After this patch, dmesg shows uart2: BT chip detected; RX FIFO trigger set to 1 byte at boot, and HCI Event latency drops from a tenth of a millisecond to one byte time at 1.5 Mbaud — about 7 µs per byte, immediate IRQ on each. The tickler still fires occasionally but its rate dropped by an order of magnitude.

The patchram dance

The chip boots in ROM mode at 115200 baud and won’t do anything useful — no scanning, no advertising, no SDP — until you stream a vendor .hcd patchram into it. The file is a sequence of HCI command records: 2-byte opcode, 1-byte parameter length, parameters. The loader sends them as HCI commands and waits for Command_Complete on each. The very last record is Launch_RAM (0xfc4e) which resets the chip; you do NOT wait for a completion on that one.

Sounds simple. It isn’t.

overlay/usr/local/sbin/bcm_firmware_load.pl is the loader. The lessons it encodes are blood:

The loader output for a clean run looks like:

Step 1: HCI_Reset...
Step 2: Read_Local_Name (pre-patchram)... BCM4345C0
Step 3: Download_Minidriver (0xfc2e)...
Step 4: Uploading firmware records from /tmp/BCM4345C0.hcd...
  uploaded 50 records...
  uploaded 100 records...
  ...
  record 1832: Launch_RAM (0xfc4e) — fire-and-forget
Step 4: Uploaded 1832 records, 256441 bytes
Step 5: Waiting 250ms for chip to reset into patched firmware...
Step 6: Post-patch HCI_Reset... chip is alive in patched mode
Step 7: Switch chip baud to 1500000 (VSC 0xfc18)... chip baud set to 1500000
Step 8: Read_Local_Name (post-patchram)... BCM4345C0 Murata Type-1MW UART 37.4 MHz BT 5.0-0187
Step 9: Read_BD_Addr...   BD_Addr: 22:22:b1:f3:11:e2

That’s the chip introducing itself, in its post-patchram identity. The very first time we saw step 9 print a real BD address — instead of timing out, instead of Hardware_Error 0x00, instead of garbled bytes from a baud mismatch — that’s when the chip was truly attached.

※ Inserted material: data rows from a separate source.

PR #847, opened 2017-12-25
[FIX] Checks for text before newlines on DVB subtitles

gray-v:

---

Resolves the multiple lines issue of https://github.com/CCExtractor/ccextractor/issues/840, basically does the same thing that https://github.com/CCExtractor/ccextractor/pull/844 does but without raising potential issues with newlines as pointed out in the codein task.

### DIFF
--- a/docs/CHANGES.TXT
+++ b/docs/CHANGES.TXT
@@ -1,7 +1,3 @@
-0.87
------------------
-- New: Support for source-specific multicast.
-
 0.86
 -----------------
 - New: Added a histogram in one-minute increments of the number of lines in a subtitle.
@@ -22,6 +18,7 @@
 - New: Added -nospupngocr (don't OCR bitmaps when generating spupng, faster)
 - New: Add support for file split on keyframe (-segmentonkeyonly)
 - New: Added WebVTT output from Matroska.
+- New: Support for source-specific multicast.
 - Fix: Prevent the OCR being initialized more than once (happened on multiprogram and
   PAT changes)
 - Fix: Makefiles, build scripts, etc... everything updated and corrected for all
@@ -34,7 +31,6 @@
 - Fix:  When NAL decoding fails, don't dump the whole decoded thing, limit to 160 bytes.
 - Fix: Modify Autoconf scripts to generate tarball for mac from `/package_creators/tarball.sh` 
   and include GUI files in tarball
-
 
 
 0.85b (2017-1-26)


harrynull:
Did you try the program without -nodvbcolor? because dvb color will also break new line. Also, did you consider UTF8 characters when you check for ASCII characters?
Another suggestion is, although I am not sure if it will happen, what if the line only contains 0/1 character?

gray-v:
Yeah ideally I'd like to just check the entire line by scanning backwards to the previous \n or start of message and then checking if there is at least 1 letter of some sort in it but I couldn't quite get it to work because I can't find what marks the actual start of the subtitle line, as I got an infinite loop where it just rolled back and back and back forever.

gray-v:
after discussion on slack wait for #844 to be merged, then I'll update this and put it on top of that

src/lib_ccx/ocr.c
```diff
@@ -296,15 +298,6 @@ char* ocr_bitmap(void* arg, png_color *palette,png_byte *alpha, unsigned char* i
 				int x1, y1, x2, y2;
 				if (!TessPageIteratorBoundingBox((TessPageIterator *)ri, level, &x1, &y1, &x2, &y2))
 					continue;
-				// printf("word: '%s';  \tconf: %.2f; BoundingBox: %d,%d,%d,%d;",word, conf, x1, y1, x2, y2);
```
cfsmp3: Not sure we want to completely remove this. Seems like code that whoever is doing maintenance/debugging may want to enable from time to time.

src/lib_ccx/ocr.c
```diff
@@ -715,8 +707,8 @@ static int quantize_map(png_byte *alpha, png_color *palette,
 			int index = iot[mcit[mxi]];
 			alpha[iot[i]] = alpha[index];
 			palette[iot[i]].red = palette[index].red;
-			palette[iot[i]].blue = palette[index].blue;
-			palette[iot[i]].green = palette[index].green;
+palette[iot[i]].blue = palette[index].blue;
```
cfsmp3: This is breaking indent.

src/lib_ccx/ocr.c
```diff
@@ -728,51 +720,52 @@ static int quantize_map(png_byte *alpha, png_color *palette,
 			i, palette[i].red, palette[i].green, palette[i].blue, alpha[i]);
 	}
 #endif
-	end: freep(&histogram);
+end: freep(&histogram);
```
cfsmp3: Breaking indent.

src/lib_ccx/ocr.c
```diff
@@ -810,14 +803,32 @@ int compare_rect_by_ypos(const void*p1, const void *p2, void*arg)
 
 void add_ocrtext2str(char *dest, char *src, const char *crlf, unsigned crlf_length)
 {
+	char *line_scan;
+	BOOL should_break = FALSE;
```
cfsmp3: I'm not a big fan of BOOL - in C bools are int, 0 is FALSE and everything else is TRUE...

src/lib_ccx/ocr.c
gray-v: Fair point, but printf literally doesn't even work here. I'll change it to a mprint()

What it looks like together

A complete Read_BD_Addr exchange after all three pieces are in place:

HCI trace 2 packets
1776832010.012444 CMD len=4 01 09 10 00
1776832010.013998 EVT len=14 04 0e 0a 01 09 10 00 e2 11 f3 b1 22 22

01 09 10 00 is the HCI Command packet (type 0x01) for opcode 0x1009 (Read_BD_Addr) with no parameters. 04 0e 0a 01 09 10 00 e2 11 f3 b1 22 22 is Command_Complete (event 0x0e) with ncmd=1, opcode 0x1009, status 0x00, and the BD address in little-endian. Six bytes outbound, fourteen bytes inbound, both ends acknowledging each other for the first time.

ng_h4frame is in the tree at src/sys/netgraph/bluetooth/drivers/h4frame/ng_h4frame.c with its module skeleton at src/sys/modules/netgraph/bluetooth/h4frame/Makefile. The patchram loader is at overlay/usr/local/sbin/bcm_firmware_load.pl. The UART trigger fix is the patch above. With those three landed, every essay after this can assume “the chip responds to HCI commands” — which is what essay 10 is going to need before it can fight the next battle.